Evaluation criteria. - Same input family produces the same counts across Go, Java, and Python. - Decide (a) and count (c) stay fast and flat as n grows; enumerate (d) blows up. - The count from (c) matches F(n+1) mod p; the enumeration size matches F(n+1) for small n. - Report includes timings and a note that counting is polynomial while enumerating is exponential.

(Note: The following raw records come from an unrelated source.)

PR #1465, opened 2021-03-05
[#1464] Provide better UX for Forms

### LINKED ISSUE #1464: Better UX for forms
- Show loading icon when users are submitting the forms.
- Show disabled button if the inputs are invalid.

jamessspanggg:
Fixes #1464

- Loading icon will be shown when user is submitting the form
- Submit button will be disabled when inputs are invalid
- Styled the disabled button to look grey-ish so that the button will look disabled-ish

Sign in form:

https://user-images.githubusercontent.com/32864116/110145370-4fe84580-7e14-11eb-9a9f-7820d41b9f0b.mp4

Create account form:

https://user-images.githubusercontent.com/32864116/110145991-00eee000-7e15-11eb-9a4b-98b533fa307c.mp4

### DIFF
--- a/src/containers/SignIn/index.tsx
+++ b/src/containers/SignIn/index.tsx
@@ -20,10 +20,13 @@ const SignIn: FC = () => {
   const dispatch = useDispatch<AppDispatch>();
   const history = useHistory();
   const [errorMessage, setErrorMessage] = useState<string>('');
+  const [submitting, setSubmitting] = useState<boolean>(false);
 
   const handleSubmit = async ({email, password}: FormValues): Promise<void> => {
     try {
+      setSubmitting(true);
       const {data} = await dispatch(login({email, password}));
+      setSubmitting(false);
       history.push(`/users/${data.user.pk}`);
     } catch (error) {
       setErrorMessage(formatAPIError(error));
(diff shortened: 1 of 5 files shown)


angle943 (changes requested):
When I try logging in, and I typed in a wrong password, the error came up properly, but the button was stuck in loading:

Screen Shot 2021-03-06 at 7 59 09 PM

src/containers/SignIn/index.tsx
```diff
@@ -20,10 +20,13 @@ const SignIn: FC = () => {
...
+  const [submitting, setSubmitting] = useState<boolean>(false);
 
   const handleSubmit = async ({email, password}: FormValues): Promise<void> => {
     try {
+      setSubmitting(true);
       const {data} = await dispatch(login({email, password}));
+      setSubmitting(false);
       history.push(`/users/${data.user.pk}`);
     } catch (error) {
       setErrorMessage(formatAPIError(error));
```
angle943, line 32: you can remove the `setSubmitting(false)` from line 29, and instead, below the `catch` block, put a `finally { setSubmitting(false); }`

jamessspanggg: Don't think putting in the `finally` block is the best as the `setSubmitting(false)` will be after `history.push(...)`. That will lead to a unable to setState after component is unmounted error.

I added another `setSubmitting(false)` to the `catch` block instead

angle943: yeah good point

angle943 (approved):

General Guidance for All Tasks

  • Always validate against the brute-force oracle first. Every decide/count/enumerate task above ships with (or references) a slow naive recursion. Run it on small n, diff, and only then trust the DP/Trie version.
  • Get dp[0] = true (and count[0] = 1) right. The most common beginner bug is forgetting the empty-prefix base case, which makes every answer false / zero.
  • Use half-open ranges [j, i). Off-by-one in the substring range is the second most common bug. s[j:i] (Python/Go), s.substring(j, i) (Java).
  • Convert the dictionary to a hash set (or Trie) once. Never scan a list inside the loops.
  • Cap the look-back at maxWordLen. No longer chunk can be a word; this gives O(n·L).
  • Take counts mod a prime. Segmentation counts grow exponentially; use big integers / CRT only when the exact value is required.
  • Guard Word Break II. Count first (polynomial), prune dead branches, and stream or refuse above a threshold — the output can be exponential.
  • Mind encoding. For real text, match the character unit (bytes vs runes vs code points) between s and the dictionary.

Each task must be implemented and tested in Go, Java, and Python, with identical outputs across all three on the same inputs.


Suggested Order and Difficulty Map

Task Topic Difficulty Builds on
1 Hash-set membership Beginner
2 Word Break I Beginner 1
3 Count segmentations Beginner 2
4 Reconstruct one split Beginner 2
5 Single-char words Beginner 2
6 Trie-accelerated WB-I Intermediate 2
7 Word Break II + pruning Intermediate 2, 4
8 Fewest words Intermediate 2
9 Scored splitter Intermediate 4, 8
10 Wildcard Word Break Intermediate 2, 6
11 Aho-Corasick WB Advanced 6
12 Exact count + CRT Advanced 3
13 Streaming first K Advanced 7
14 Viterbi segmentation Advanced 9
15 Classify the variant Advanced all

Work top to bottom: each task reuses the dp skeleton or dictionary structure of an earlier one. By Task 15 you should be able to look at a problem statement and immediately name the right variant, the right dictionary structure, and the right complexity — the goal of the whole topic.